Stored data entries
□ □ □
PR #24, opened 2022-08-04
Uni api

AureMG:


maheshc01:
Adding few Pros for 5gff discovery API Spec to provide better understanding to everyone looking at the Analysis.

1. 5GFF Discovery API spans the compute and network continuum to offer a singular discovery that developer can use to discover a suitable MEC that not just answers the question of what is the closest MEC, but strives to answer the question, What is the closest MEC that meets my compute Requirement. It would be a poor Developer experience to discover the closest MEC and then realizing all of the MECs don’t meet the compute requirements. GPU Service not present in the MEC, which is needed by the workload.

2. 5GFF Discovery APIs are Intent based API, that are completely ACCESS agnostic, keeping true to the M in MEC (Multi-Access Edge Compute). The API is generic enough, it can be implemented not only for 4G(3GPP doesn’t cover 4G) and 5G, it can also be implemented to discover over the Fixed networks (which would be equally have large portion of discovery use cases). It would be impossible for a developer to use different Telco APIs for different ACCESS types.

3. 5GFF APIs are intent based APIs, that hides the complexity of the network and doesn’t require a developer to have deep understanding of how a mobile network operates to use the API.
 

Opinion on how we could move forward.
Rather than not looking at UNI spec as part of this work stream, we can reduce the fragmentation by looking at opportunities to extend features and use cases supported by UNI spec and abstract them as part of new revision of Edge Discovery API.

Kevsy:
Just to note that **UNI** is defined as the ’User Network Interface’ by the GSMA Operator Platform architecture. UNI is a middleware not required with the 5GFF API, but required for the GSMA approach.

From the GSMA Operator Platform documentation:
**User Client:** Functionality that manages on the user’s side the interaction with the OP. The User Client represents an endpoint of the UNI and is a component of the User Equipment. NOTE: Different implementations are possible, for example, OS component, separate application software component, software library, SDK toolkit and so on.

**UNI (User-Network Interface):** Enables the User Client (UC) hosted in the user equipment to communicate with the OP. 

**What this means:**  for the scenario of a  smartphone app calling the operator API there is  difference:

5GFF:
UE-hosted app calls operator API over HTTPS (no User Client required)

GSMA-compliant API:
UE-hosted app calls the GSMA User Client, which brokers the API call over the UNI to the operator API.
□ □ □
Activity :: From the opening line of the data above, please print each line as written up to and including the line that contains "Adding few Pros", and nothing more.

The completed task ::
PR #24, opened 2022-08-04
Uni api

AureMG:


maheshc01:
Adding few Pros for 5gff discovery API Spec to provide better understanding to everyone looking at the Analysis.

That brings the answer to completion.